Saturday, July 17, 2004

 
david berkowitz, aka the son of sam has a blog. weird.


 
sorry for not understanding women!

SORRY

sorry for being a normal dude, who thinks normal dude thoughts, but this aggression will not STAND, man.

i mean... we only know what you fucking tell us, and you fucking tell us nothing except for what we do wrong.

take some personal responsibility and TELL us what the fuck to do right.

how about women wise up, and realize that we are too simple and feeble minded to figure out how the fuck their brains work? is that too much to ask? how about they think like US.... because men are simple to figure out.

feed me, fuck me... now get out of my way cuz sports center is on, and i am feeling sleepy. THAT"S IT!!!

you now know the way a man's mind works. oh and remember that we don't speak in that language of code that women insist on commuinicating with.

for example, if pointdexter calls up a hottie for a date, she drops the hin that she's not interested, "oh pointdexter... i'm busy that night washing my hair, oh and that other night is no good becaus ei have to watch paint dry..." and the women thinks he's get the clue, but he NEVER WILL because our hero pointdexter is a MAN. and men don't know what clues are. because if it was a guy telling a girl that he had to watch soem paint dry, HE PROLLY REALLY DOES HAVE TO DO THAT SHIT!!!

i don't even know what the fuck i'm talking about anymore. i need to calm down.


Friday, July 16, 2004

 
cut your nose off to spite your face.

i had never heard that phrase until a few weeks ago when big tanky used it to describe a friend of ours behaviour.

so i guess what i have figured it out to mean is that the person is having a bitch of a time, so they make themself more miserable on porpose, sorta so they can wallow in it.

i know i've been guilty of that. and sometimes you just have to do it that way because then you hit the bottom of your pity party, the rock bottom sorta-ish, and you have no choice but to either get over it, or commit a grandiose suicide off the 105/110 carpool lane interchange. (wich if yer nto a LA local, is like where this one guy blew up his car and blew his head off witha shotgun live on the news.)

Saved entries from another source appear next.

PR #3372, opened 2026-07-22
feat: add provider request variants

rekram1-node:
## Summary

- add provider-model `variants` as ordinary request-body records
- add `provider.variant` for selecting an ordinary default variant
- declare MiniMax M3 toggle bodies for direct MiniMax, NVIDIA, Lilac, Kilo, CrossModel, OpenCode, and ZenMux routes
- select the existing `thinking` variant by default only on Anthropic-compatible MiniMax routes

This lets clients apply provider-authored variants directly instead of inferring wire formats from `reasoning_options` or model IDs.

## Sources

- MiniMax: https://platform.minimax.io/docs/api-reference/text-anthropic-api
- NVIDIA: https://docs.api.nvidia.com/nim/reference/minimaxai-minimax-m3-infer
- Lilac: https://docs.getlilac.com/inference/chat-completions#reasoning
- Kilo: https://kilo.ai/docs/gateway

## Testing

- `bun test packages/core/test/schema.test.ts`
- `bun test packages/core/test/generate.test.ts --test-name-pattern "provider request defaults"`
- `bun validate`
- `git diff --check`

The full `generate.test.ts` suite has an unrelated existing failure for open-weight model records missing weights links; the changed generation test passes.

### DIFF
--- a/AGENTS.md
+++ b/AGENTS.md
@@ -105,9 +105,23 @@ items are **hard blockers**; the last two are **strongly recommended** but not b
   - Plain objects from metadata and provider TOML (`[limit]`, `[modalities]`, …) are **deep-merged**
   - Arrays (e.g. `modalities.input`) and primitives are **replaced** wholesale by the child
   - Any provider field omitted is inherited verbatim from model metadata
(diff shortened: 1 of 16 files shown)


rekram1-node:
Closing because this cross-repository schema change was out of scope for the requested OpenCode fix.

is making bold life changing choices scary? hell fucking yes. but it's a fact of life that you can't escape. sad but true.

in that perfect world that we are all too painfully aware doesn't exist.... things would never change. i'd still live with my happily married parents, my credit un-fucked-with by my dad, and being 25 would last the rest of my life.

but shit happens. and friends, apartments, jobs, girlfriends, money, skateboards, cars, lifestyles, routines of habbit... it's all up in the air and abotu to fucking be flipped on you. never feel "comfortable" because nothing stays the same. that's what you can take to the fucking bank.

it's like a what doesn't kill you makes you stronger type thing.


 
firstly, screw you blogger. you fucking change shit up too much. just simmer the fuck down already. i just want to log in, type my shit, and have it look like how it always looks when i am in here... typying my shit. don't fucking distract me. i have nil attetnion span. and zero patience.

secondly, fuck swimming, cuz i know there's gonna be all the day time pool players down there. also known as the oldest people you have ever seen with your own two eyes. yes it's true. and they're all out there, man, just fucking laying around, turning the hot tub into old people soup.

anti don't play that. BOP

so fucking a, mann. i guess i'm just gonna be fucking annoyed, and crack my knuckles, and start drinking early... like NOW... cuz the the more you drink, the less you think...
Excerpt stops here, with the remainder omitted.